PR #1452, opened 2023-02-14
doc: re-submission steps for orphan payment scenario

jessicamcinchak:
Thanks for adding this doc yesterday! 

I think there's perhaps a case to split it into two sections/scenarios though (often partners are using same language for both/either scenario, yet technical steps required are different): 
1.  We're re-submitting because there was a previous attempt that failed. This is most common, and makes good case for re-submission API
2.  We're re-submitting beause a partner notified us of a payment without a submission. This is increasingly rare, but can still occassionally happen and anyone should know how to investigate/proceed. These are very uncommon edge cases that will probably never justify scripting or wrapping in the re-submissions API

● ● ● ●

### TASK DETAILS
The lines above that hold the word "payment" should be found and copied out.

### ANSWER SPACE
doc: re-submission steps for orphan payment scenario
2.  We're re-submitting beause a partner notified us of a payment without a submission. This is increasingly rare, but can still occassionally happen and anyone should know how to investigate/proceed. These are very uncommon edge cases that will probably never justify scripting or wrapping in the re-submissions API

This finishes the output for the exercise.